→ **Task description**: Could you copy every line of the data that contains the word "submitted"?

→ **Exercise material**:
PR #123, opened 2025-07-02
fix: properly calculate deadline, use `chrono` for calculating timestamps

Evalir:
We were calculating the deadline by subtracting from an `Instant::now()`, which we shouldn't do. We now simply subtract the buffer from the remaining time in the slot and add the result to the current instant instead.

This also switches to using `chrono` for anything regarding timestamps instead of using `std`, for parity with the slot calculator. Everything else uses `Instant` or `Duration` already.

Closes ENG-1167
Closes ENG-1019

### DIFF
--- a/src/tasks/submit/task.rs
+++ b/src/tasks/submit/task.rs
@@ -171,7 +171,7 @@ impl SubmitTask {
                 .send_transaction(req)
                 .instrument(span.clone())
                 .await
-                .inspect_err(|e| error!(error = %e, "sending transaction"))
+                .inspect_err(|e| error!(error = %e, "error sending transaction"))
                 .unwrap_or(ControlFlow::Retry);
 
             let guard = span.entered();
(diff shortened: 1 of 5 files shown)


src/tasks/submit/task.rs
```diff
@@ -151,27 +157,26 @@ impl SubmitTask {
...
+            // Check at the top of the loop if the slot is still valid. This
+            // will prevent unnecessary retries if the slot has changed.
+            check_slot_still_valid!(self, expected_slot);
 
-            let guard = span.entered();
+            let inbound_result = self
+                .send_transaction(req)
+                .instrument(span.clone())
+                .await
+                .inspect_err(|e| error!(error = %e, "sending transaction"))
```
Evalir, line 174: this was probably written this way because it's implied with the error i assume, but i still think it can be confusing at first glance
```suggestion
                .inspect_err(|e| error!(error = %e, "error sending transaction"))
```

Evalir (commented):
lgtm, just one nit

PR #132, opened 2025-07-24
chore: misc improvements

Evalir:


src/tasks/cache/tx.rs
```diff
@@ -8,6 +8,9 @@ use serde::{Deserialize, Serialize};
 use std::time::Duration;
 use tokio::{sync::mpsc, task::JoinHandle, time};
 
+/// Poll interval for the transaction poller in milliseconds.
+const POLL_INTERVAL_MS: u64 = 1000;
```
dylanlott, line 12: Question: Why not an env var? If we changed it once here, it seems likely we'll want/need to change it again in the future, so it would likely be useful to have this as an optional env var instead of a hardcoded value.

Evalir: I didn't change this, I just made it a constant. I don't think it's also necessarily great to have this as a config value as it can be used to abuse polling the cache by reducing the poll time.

* * *

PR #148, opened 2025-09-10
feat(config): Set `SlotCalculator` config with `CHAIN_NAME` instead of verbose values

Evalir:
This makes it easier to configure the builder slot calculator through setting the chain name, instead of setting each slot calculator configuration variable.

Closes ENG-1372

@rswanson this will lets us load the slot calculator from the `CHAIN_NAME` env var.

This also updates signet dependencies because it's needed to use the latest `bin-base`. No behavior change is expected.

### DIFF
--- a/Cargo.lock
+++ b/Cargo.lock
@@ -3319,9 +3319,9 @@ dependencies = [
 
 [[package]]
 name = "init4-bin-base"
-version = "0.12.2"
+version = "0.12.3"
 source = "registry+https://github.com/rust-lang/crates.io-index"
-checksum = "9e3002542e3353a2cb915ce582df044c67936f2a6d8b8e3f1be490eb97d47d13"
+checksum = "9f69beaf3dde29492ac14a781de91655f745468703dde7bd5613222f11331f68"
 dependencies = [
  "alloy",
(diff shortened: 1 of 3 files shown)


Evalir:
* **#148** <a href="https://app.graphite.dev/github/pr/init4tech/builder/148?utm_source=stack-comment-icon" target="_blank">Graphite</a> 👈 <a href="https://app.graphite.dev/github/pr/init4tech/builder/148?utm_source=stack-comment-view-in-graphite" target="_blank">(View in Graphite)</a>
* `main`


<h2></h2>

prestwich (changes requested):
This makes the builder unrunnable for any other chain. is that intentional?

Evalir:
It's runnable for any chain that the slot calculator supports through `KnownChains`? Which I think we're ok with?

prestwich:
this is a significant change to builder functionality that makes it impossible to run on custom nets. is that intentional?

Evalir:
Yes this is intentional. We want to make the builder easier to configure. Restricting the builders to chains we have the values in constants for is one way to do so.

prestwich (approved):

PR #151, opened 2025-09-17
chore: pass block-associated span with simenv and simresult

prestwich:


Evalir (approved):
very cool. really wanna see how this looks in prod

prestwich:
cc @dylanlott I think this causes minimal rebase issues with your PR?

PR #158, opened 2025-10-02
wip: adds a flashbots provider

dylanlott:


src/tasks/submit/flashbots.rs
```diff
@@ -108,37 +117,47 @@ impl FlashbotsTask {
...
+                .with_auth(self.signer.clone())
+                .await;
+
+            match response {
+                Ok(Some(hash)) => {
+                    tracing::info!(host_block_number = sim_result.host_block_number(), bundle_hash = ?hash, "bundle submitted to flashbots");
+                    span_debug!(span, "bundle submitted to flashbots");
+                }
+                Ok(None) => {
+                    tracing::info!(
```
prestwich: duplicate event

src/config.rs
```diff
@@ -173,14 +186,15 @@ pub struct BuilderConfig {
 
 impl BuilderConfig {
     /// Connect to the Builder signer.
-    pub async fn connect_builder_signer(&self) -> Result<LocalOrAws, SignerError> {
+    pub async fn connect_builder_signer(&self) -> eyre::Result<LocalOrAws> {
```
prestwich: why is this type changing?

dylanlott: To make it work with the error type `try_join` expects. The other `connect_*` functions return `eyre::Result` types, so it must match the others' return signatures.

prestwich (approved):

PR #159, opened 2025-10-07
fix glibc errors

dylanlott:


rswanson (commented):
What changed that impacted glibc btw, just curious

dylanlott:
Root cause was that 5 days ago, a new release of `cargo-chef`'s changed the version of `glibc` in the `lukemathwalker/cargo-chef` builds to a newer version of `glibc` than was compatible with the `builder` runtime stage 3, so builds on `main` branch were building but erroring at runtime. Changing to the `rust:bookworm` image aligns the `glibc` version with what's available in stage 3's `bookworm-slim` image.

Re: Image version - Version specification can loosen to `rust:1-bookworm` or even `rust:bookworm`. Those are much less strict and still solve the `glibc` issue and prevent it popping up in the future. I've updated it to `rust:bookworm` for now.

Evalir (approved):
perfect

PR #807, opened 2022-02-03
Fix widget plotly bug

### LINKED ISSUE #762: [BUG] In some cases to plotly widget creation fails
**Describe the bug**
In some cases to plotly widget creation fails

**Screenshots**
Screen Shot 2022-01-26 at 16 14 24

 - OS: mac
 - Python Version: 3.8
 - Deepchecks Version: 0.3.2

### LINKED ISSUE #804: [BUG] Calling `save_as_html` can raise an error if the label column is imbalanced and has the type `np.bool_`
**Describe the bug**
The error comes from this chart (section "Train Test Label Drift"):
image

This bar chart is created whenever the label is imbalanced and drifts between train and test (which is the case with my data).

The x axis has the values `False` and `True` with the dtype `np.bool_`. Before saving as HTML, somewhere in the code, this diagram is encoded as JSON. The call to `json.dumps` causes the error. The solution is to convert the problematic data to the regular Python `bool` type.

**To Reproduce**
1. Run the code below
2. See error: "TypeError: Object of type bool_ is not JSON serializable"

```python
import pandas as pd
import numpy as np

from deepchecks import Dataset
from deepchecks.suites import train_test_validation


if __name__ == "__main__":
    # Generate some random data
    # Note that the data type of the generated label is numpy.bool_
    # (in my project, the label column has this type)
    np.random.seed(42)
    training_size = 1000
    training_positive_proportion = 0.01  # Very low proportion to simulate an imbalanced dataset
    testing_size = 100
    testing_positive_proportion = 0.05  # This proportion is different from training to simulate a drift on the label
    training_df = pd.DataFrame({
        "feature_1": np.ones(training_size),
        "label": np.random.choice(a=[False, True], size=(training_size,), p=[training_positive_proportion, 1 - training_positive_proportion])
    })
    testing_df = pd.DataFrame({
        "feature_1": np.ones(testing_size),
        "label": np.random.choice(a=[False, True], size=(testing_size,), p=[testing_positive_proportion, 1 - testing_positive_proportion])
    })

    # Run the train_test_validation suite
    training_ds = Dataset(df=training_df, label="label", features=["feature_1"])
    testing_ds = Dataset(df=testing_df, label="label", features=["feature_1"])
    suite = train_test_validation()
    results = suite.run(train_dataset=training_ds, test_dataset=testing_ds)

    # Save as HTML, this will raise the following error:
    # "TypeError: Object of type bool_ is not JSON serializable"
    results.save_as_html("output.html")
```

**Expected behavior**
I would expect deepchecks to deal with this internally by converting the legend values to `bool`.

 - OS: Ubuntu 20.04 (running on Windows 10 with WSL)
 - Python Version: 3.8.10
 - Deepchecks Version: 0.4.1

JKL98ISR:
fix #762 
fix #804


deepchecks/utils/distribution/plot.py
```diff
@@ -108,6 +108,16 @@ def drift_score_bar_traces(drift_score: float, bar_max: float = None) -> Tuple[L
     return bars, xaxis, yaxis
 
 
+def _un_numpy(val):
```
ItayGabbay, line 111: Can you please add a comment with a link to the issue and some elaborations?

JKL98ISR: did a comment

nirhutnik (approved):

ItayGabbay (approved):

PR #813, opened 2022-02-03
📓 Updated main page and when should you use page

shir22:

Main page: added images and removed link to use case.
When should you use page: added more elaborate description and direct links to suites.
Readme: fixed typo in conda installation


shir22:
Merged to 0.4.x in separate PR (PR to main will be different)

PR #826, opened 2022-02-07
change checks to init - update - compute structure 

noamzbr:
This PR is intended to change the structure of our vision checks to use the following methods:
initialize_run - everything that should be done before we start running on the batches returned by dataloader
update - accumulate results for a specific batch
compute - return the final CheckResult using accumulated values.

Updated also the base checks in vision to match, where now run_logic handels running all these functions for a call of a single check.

→ **Task result**:
+                    tracing::info!(host_block_number = sim_result.host_block_number(), bundle_hash = ?hash, "bundle submitted to flashbots");
+                    span_debug!(span, "bundle submitted to flashbots");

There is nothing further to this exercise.